Après une succession de groupes, dans l'après-midi (Dropkick Murphys, The Libertines, etc.) et quelques défilés de 'posers' lookés 77, le concert débute vers 21h00 avec Silver Machine, la reprise d'Hawkwind, un clin d'oeil à Lemmy Kilmister qui a repris God Save The Queen des Pistols quelques années avant avec Motörhead. Totalement inattendu mais vraiment synchro, un long courrier survole le stade pendant l'intro de Holidays In The Sun enchainée à Silver Machine. Un type se fait sortir par le service d'ordre pour avoir jeté quelque chose sur le groupe. "first asshole of the night promptly removed' s'exclame Rotten. I Wanna Be Me, No Feelings, puis, avant la reprise de Substitue, il rend hommage à John Entwistle, bassiste des Who décédé un mois plus tôt. 'He's alright, he's in a fuckin' better place than us'. Pretty Vacant met les frissons, les faces B aussi, Did You No Wrong, Satellite, j'hallucine, ils sont là à quelques dizaines de mètres de moi, ces foutus Sex Pistols que je rêvais de voir en concert depuis si longtemps. Le controversé Belsen Was A Gas (dont les paroles ont été modifiées) est enchaîné à Bodies qui reste un de mes titres préférés. 'Mommy, I'm not an animal !'. Suivent d'autres titres de l'album Never Mind the Bollocks, des reprises que le groupe avait coutume de jouer en 76 mais aussi Thru My Eyes des Creation, jamais sorti de la salle de répétition à l'époque. Rotten présente No Lip comme 'une autre face B' sans doute perturbé par l'ambiance de la soirée (des flics et quelques punks sont tendus au point de s'affronter). Il s'en prend ensuite à Tony Blair et au 'champagne socialism' puis demande au public s'il préfère New York ou Did You No Wrong.

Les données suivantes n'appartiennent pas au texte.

Issue #39, opened 2018-08-08
Unable to use ghw on MacOS


jaypipes:
Everything written for ghw so far is Linux-centric (since that's what I work with).

It would be great to have ghw work on MacOS/Darwin. I think I can do that with minimal changes, since OSX is basically a Linux/BSD-like system

ykcab:
referencing to the last response #8, I will do a pull request once I am certain what I have works for macOS.

jpo-joyent:
Disks done (w/ plist dep) in https://github.com/jaypipes/ghw/pull/97 / https://github.com/jaypipes/ghw/pull/98.

jpo-joyent:
Not sure how stable it actually is. Let's hope you're right :)

There's never been a single release, so I pinned the arbitrary latest commit in Gopkg.toml

jaypipes:
Closing this out. We can have individual issues for support on MacOSX for each specific submodules in ghw (network, cpu, etc...)

PR #97, opened 2018-12-11
Implement block device support for macOS

jpo-joyent:
This partially addresses https://github.com/jaypipes/ghw/issues/39

### DIFF
--- a/block_darwin.go
+++ b/block_darwin.go
@@ -94,35 +94,35 @@ type ioregPlist struct {
 	VendorName   string `plist:"Vendor Name"`
 }
 
-func (ctx *context) getDiskUtilListPlist() (diskUtilListPlist, error) {
+func (ctx *context) getDiskUtilListPlist() (*diskUtilListPlist, error) {
 	out, err := exec.Command("diskutil", "list", "-plist").Output()
 	if err != nil {
-		return diskUtilListPlist{}, errors.Wrap(err, "diskutil list failed")
+		return nil, errors.Wrap(err, "diskutil list failed")
 	}
 
 	var data diskUtilListPlist
 	if _, err := plist.Unmarshal(out, &data); err != nil {
-		return diskUtilListPlist{}, errors.Wrap(err, "diskutil list plist unmarshal failed")
+		return nil, errors.Wrap(err, "diskutil list plist unmarshal failed")
 	}
 
-	return data, nil
+	return &data, nil
 }
 
-func (ctx *context) getDiskUtilInfoPlist(device string) (diskUtilInfoPlist, error) {
+func (ctx *context) getDiskUtilInfoPlist(device string) (*diskUtilInfoPlist, error) {
 	out, err := exec.Command("diskutil", "info", "-plist", device).Output()
 	if err != nil {
-		return diskUtilInfoPlist{}, errors.Wrapf(err, "diskutil info for %q failed", device)
+		return nil, errors.Wrapf(err, "diskutil info for %q failed", device)
 	}
 
 	var data diskUtilInfoPlist
 	if _, err := plist.Unmarshal(out, &data); err != nil {
-		return diskUtilInfoPlist{}, errors.Wrapf(err, "diskutil info plist unmarshal for %q failed", device)
+		return nil, errors.Wrapf(err, "diskutil info plist unmarshal for %q failed", device)
 	}
 
-	return data, nil
+	return &data, nil
 }
 
-func (ctx *context) getIoregPlist(ioDeviceTreePath string) (ioregPlist, error) {
+func (ctx *context) getIoregPlist(ioDeviceTreePath string) (*ioregPlist, error) {
 	elems := strings.Split(ioDeviceTreePath, "/")
 	name := elems[len(elems)-1]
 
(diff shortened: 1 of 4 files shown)


jaypipes:
@jpo-joyent OK, sorry for delay on this. So, I'm cool with the proposed library (plist) inclusion. Looks like a solid lib, so I'm good with it, especially since you've pinned to a specific commit (thank you!).

However, before merging this code, I want to merge a couple changes that fix up the tests for OSX and Windows so that we have some test stubs to fill out. Give me a couple more days to get that done.

Thanks!
-jay

block_darwin.go
```diff
@@ -0,0 +1,250 @@
...
+
+package ghw
+
+import (
+	"fmt"
+	"os"
+	"os/exec"
+	"strings"
+
+	"github.com/pkg/errors"
```
jaypipes: You will need to add this dependency to Gopkg.toml as well. Alternately, consider just using `fmt.Errorf()` everywhere instead of the github.com/pkg/errors library.

block_darwin.go
```diff
@@ -0,0 +1,250 @@
...
+}
+
+type ioregPlist struct {
+	// there's a lot more than just this...
+	ModelNumber  string `plist:"Model Number"`
+	SerialNumber string `plist:"Serial Number"`
+	VendorName   string `plist:"Vendor Name"`
+}
+
+func (ctx *context) getDiskUtilListPlist() (diskUtilListPlist, error) {
```
jaypipes: For all of these methods, please change the return value to (*diskUtilListPlist, error). Instead of returning a "blank" `diskUtilListPlist{}` like on lines 100 and 105, instead return `nil, errors.Wrap(err, ...)`

block_darwin.go
```diff
@@ -0,0 +1,250 @@
...
+	if _, err := plist.Unmarshal(out, &data); err != nil {
+		return diskUtilInfoPlist{}, errors.Wrapf(err, "diskutil info plist unmarshal for %q failed", device)
+	}
+
+	return data, nil
+}
+
+func (ctx *context) getIoregPlist(ioDeviceTreePath string) (ioregPlist, error) {
+	elems := strings.Split(ioDeviceTreePath, "/")
+	name := elems[len(elems)-1]
```
jaypipes: For the above, please use:

```
name := filepath.Base(ioDeviceTreePath)
```

block_darwin.go
```diff
@@ -0,0 +1,250 @@
...
+	if len(data) != 1 {
+		err := errors.Errorf("ioreg unmarshal resulted in %d I/O device tree nodes (expected 1)", len(data))
+		return ioregPlist{}, err
+	}
+
+	return data[0], nil
+}
+
+func (ctx *context) makePartition(disk, s diskOrPartitionPlistNode, isAPFS bool) (*Partition, error) {
+	if s.Size < 0 {
```
jaypipes: If you made diskOrPartitionPlistNode.Size a `uint64` this wouldn't be necessary.

block_darwin.go
```diff
@@ -0,0 +1,250 @@
...
+		fmt.Fprintln(os.Stderr, err.Error())
+		return err
+	}
+
+	info.TotalPhysicalBytes = 0
+	info.Disks = make([]*Disk, 0, len(listPlist.AllDisksAndPartitions))
+	info.Partitions = []*Partition{}
+
+	for _, disk := range listPlist.AllDisksAndPartitions {
+		if disk.Size < 0 {
```
jaypipes: Ditto. If `Size` was a `uint64` this wouldn't be necessary.

block_darwin.go
```diff
@@ -0,0 +1,250 @@
...
+			return errors.Errorf("invalid size %q of disk %q", disk.Size, disk.DeviceIdentifier)
+		}
+
+		infoPlist, err := ctx.getDiskUtilInfoPlist(disk.DeviceIdentifier)
+		if err != nil {
+			return err
+		}
+		if infoPlist.DeviceBlockSize < 0 {
```
jaypipes: same with `DeviceBlockSize`.

block_darwin.go
jpo-joyent: Done.

block_darwin.go
jpo-joyent: Fixed, except using path.Base instead of filepath.Base, since the iokit device tree is its own thing and has nothing to do with the filesystem.

block_darwin.go
jpo-joyent: Except I don't control the input, it's not open source (as far as I can tell) so I can't determine if it's possible to ever receive a negative value (I've never seen one, and can't think of why there would be, but that doesn't mean there never would be). This way makes catching the error explicit and the root cause obvious rather than a "cannot unmarshal to type" or such.

block_darwin.go
jpo-joyent: See above.

block_darwin.go
jpo-joyent: See above.

block_darwin.go
jpo-joyent: I don't feel strongly about this though. If you still want me to change it, I will.

jaypipes: @jpo-joyent yeah, you make a good point about the relative obscurity of the error that would be produced if the (closed-source) plist response ever contained a negative size. I suppose that's the suck about dealing with closed-source software :)

OK, I'm cool leaving this as-is.

PR #98, opened 2018-12-11
ghwc: Gather only the info required in each subcommand

jpo-joyent:
This makes it possible to actually produce useful output from ghwc on platforms which only implement a subset of ghw's functionality. Right now this is the case for macOS, which so far only supports querying block devices.


jaypipes:
Yeah, `ghwc` started out life as merely an example of how to use the `ghw` library, so not much thought was put into user experience. :) Thanks for cleaning this up, @jpo-joyent!

PR #99, opened 2018-12-11
ghwc: Lexically sort subcommand invocation in root cmd

jpo-joyent:
This matches the order in which cobra lists the subcommands too.


jaypipes:
Thanks, Jean-Philippe!

PR #100, opened 2018-12-14
net_linux : Add detection to know if nic is on PCI BUS

mikefaille:
I need it to find physical interface on my server; especially ones on PCI BUS
If nic is on pci bus, print nic according this info
Update documentation according nic pci detection

### DIFF
--- a/README.md
+++ b/README.md
@@ -401,6 +401,7 @@ Each `ghw.NIC` struct contains the following fields:
 * `ghw.NIC.MacAddress` is the MAC address for the NIC, if any
 * `ghw.NIC.IsVirtual` is a boolean indicating if the NIC is a virtualized
   device
+* `ghw.NIC.IsOnPciBus` is a boolean indicating if the NIC is on PCI bus
 * `ghw.NIC.Capabilities` is an array of pointers to `ghw.NICCapability` structs
   that can describe the things the NIC supports. These capabilities match the
   returned values from the `ethtool -k <DEVICE>` call on Linux
@@ -485,14 +486,14 @@ net (3 NICs)
    - tx-sctp-segmentation
    - tx-esp-segmentation
    - tx-vlan-stag-hw-insert
- enp58s0f1
+ enp58s0f1 (pci)
   enabled capabilities:
    - rx-checksumming
    - generic-receive-offload
    - rx-vlan-offload
    - tx-vlan-offload
    - highdma
- wlp59s0
+ wlp59s0 (pci)
   enabled capabilities:
    - scatter-gather
    - tx-scatter-gather
--- a/net.go
+++ b/net.go
@@ -20,6 +20,7 @@ type NIC struct {
 	Name         string
 	MacAddress   string
 	IsVirtual    bool
+	IsOnPciBus   bool
 	Capabilities []*NICCapability
 }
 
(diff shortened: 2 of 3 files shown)


pwFoo:
Dectect NIC to initialize network after booting a minimal system would be great!
Would need it not only for PCI devices.

mikefaille:
@pwFoo Maybe, we can detect virtual devices more easily using something like :  

```
ls /sys/class/net -l | grep devices/virtual/net/
lrwxrwxrwx 1 root root 0 déc 15 11:02 br-0a5a2e80b26b -> ../../devices/virtual/net/br-0a5a2e80b26b
lrwxrwxrwx 1 root root 0 déc 15 11:02 br-6847a3df4828 -> ../../devices/virtual/net/br-6847a3df4828
lrwxrwxrwx 1 root root 0 déc 15 11:02 br-a9a72a125b03 -> ../../devices/virtual/net/br-a9a72a125b03
lrwxrwxrwx 1 root root 0 déc 15 11:02 docker0 -> ../../devices/virtual/net/docker0
lrwxrwxrwx 1 root root 0 déc 15 11:02 docker_gwbridge -> ../../devices/virtual/net/docker_gwbridge
lrwxrwxrwx 1 root root 0 déc 15 11:02 lo -> ../../devices/virtual/net/lo
lrwxrwxrwx 1 root root 0 déc 15 11:02 veth2be86f9 -> ../../devices/virtual/net/veth2be86f9
lrwxrwxrwx 1 root root 0 déc 15 11:02 virbr0 -> ../../devices/virtual/net/virbr0
lrwxrwxrwx 1 root root 0 déc 15 11:02 virbr0-nic -> ../../devices/virtual/net/virbr0-nic
```

By excluding virtual interfaces (ones from previous list), we can always find physical nic (I think ). 

The trouble here is there is a conflict about `virtual` definition on actual code. 
https://github.com/jaypipes/ghw/blob/master/net_linux.go#L62
Here, we define `virtio` nic as `virtual` ones.

My suggestion then is creating a new major release that break previous behaviour : I think IsVirtual() must be true for NIC giving `true` when their symlink from `ls -l /sys/class/net/*` contain ` devices/virtual/net/`

jaypipes:
> My suggestion then is creating a new major release that break previous behaviour : I think IsVirtual() must be true for NIC giving `true` when their symlink from `ls -l /sys/class/net/*` contain ` devices/virtual/net/`

I would support changing the code that determines if a NIC is virtual. I do not support, however, the code that is in this patch at the moment, that looks for "pci" in the device path and adds another boolean field to the `NIC` struct.

@mikefaille I'm a little unsure what your end goal is here. Perhaps you could elaborate? Are you just looking for the low-level hardware (or software, in the case of virtual NICs) bus that handles the NIC? Or are you running into a problem where (as @pwFoo mentions), a virtual NIC is mistakenly being reported as a non-virtual NIC because the code that determines "virtual-ness" is looking for the wrong thing in the device path?

jaypipes:
> I can implement that if it's ok. It will works for me.

Are you asking if you can change the implementation of the IsVirtual() function? Yes, that would be fine.

mikefaille:
> > I can implement that if it's ok. It will works for me.
> 
> Are you asking if you can change the implementation of the IsVirtual() function? Yes, that would be fine.

Sharp, I'll do it !

mikefaille:
I close this actual pull request in favour of this one : https://github.com/jaypipes/ghw/pull/100

PR #101, opened 2018-12-18
correct detection of virtual interfaces on linux

mikefaille:
To detect interfaces like :
- veth
- tun
- bridge
- and, Virtio
- etc;

I suggest to capture sys network interface class path contain
'devices/virtual/net' on symlink target.


mikefaille:
As mentioned on previous pull request reference, it would help to detect physical hardware too.

PR #104, opened 2019-01-13
merge darwin network support

marcusguttenplan:


marcusguttenplan:
Merged

jaypipes:
Hi @marcusguttenplan :) This looks like it was kind of a work in progress... is that right? Were you looking for some assistance on things?

Best,
-jay

marcusguttenplan:
HUGE work in progress, apologies for any notification spam Jay. Still working through reversing your great lib, hoping to port a `net`-based implementation of some similar network tools that I've been using on darwin.

jaypipes:
Absolutely no need to apologize, Marcus! :) Let us know if you'd like any assistance in what you're doing. I know at least @jpo-joyent and a couple others are working on Darwin-related support so you might want to team up with them!

jpo-joyent:
Implementing further darwin support is not a priority for me at the moment, but I'd be glad to review & test any proposed patches for it once you consider them ready.

My only suggestion so far from reading this patch is that you try to see if you can gather the desired information out of `ioreg` (which is necessarily available by default on all macos systems) rather than relying on the 3rd-party `ethtool` which is unlikely to be present on most machines.

PR #105, opened 2019-01-27
Add Virtio as BusType

blp1526:
I add the Virtio BusType for KVM users.

https://www.linux-kvm.org/page/Virtio
> Disk will show up as /dev/vd[a-z][1-9]


jaypipes:
Hi! Thanks very much for the contribution! :)

PR #107, opened 2019-01-29
Use GitHub url for howett.net/plist

jpo-joyent:
Because howett.net keeps going down :(

See https://github.com/DHowett/go-plist/issues/38


jaypipes:
:+1: thanks!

Les premiers rangs répondent New York et le groupe joue... Did You No Wrong. Ils sont joueurs, ces Pistols ! Mais New York fait quand même partie du set comme la version punk du My Way de feu Sid Vicious jouée vers la fin du concert. En attendant c'est No Fun qui maintient le public à température élevée. La reprise des Stooges fait partie des set-lists du groupe depuis 1975. Dans les 80's, jaloux et frustré, Nick Kent prétendra avoir initié les Swankers (pré-Pistols) à la musique d'Iggy et ses Stooges. En toute humilité, comme à son habitude.... Rotten termine le titre en balançant 'je suis impatient de lire la mauvaise chronique dans le NME' (journal pour qui bossait Kent dans les 70's).
Je n'ai jamais vu les Sex Pistols au 100 Club en 76, mais ce soir, je suis convaincu que c'était quasiment pareil. Un public au bord de la crise de nerf et un groupe déterminé à mettre tout le monde K.O, bref, une journée parfaite. Il ne me restait plus qu'à regagner l'hôtel, accompagné de quelques français 'experts' qui analysaient déjà la soirée, convaincus que le groupe ne savait toujours pas jouer. Légende urbaine tenace. Pour ma part, j'avais pris un réel plaisir à voir enfin les Sex Pistols sur scène et les nombreux enregistrements 'audience' apparus peu après m'assuraient que le gang de Rotten n'était pas si mauvais qu'on le laisse entendre, même s'il ne s'agissait pas là de leur meilleur concert. Et puis, a-t-on déjà demandé à un groupe Punk de jouer comme Led Zeppelin?... non, and we don,'t care.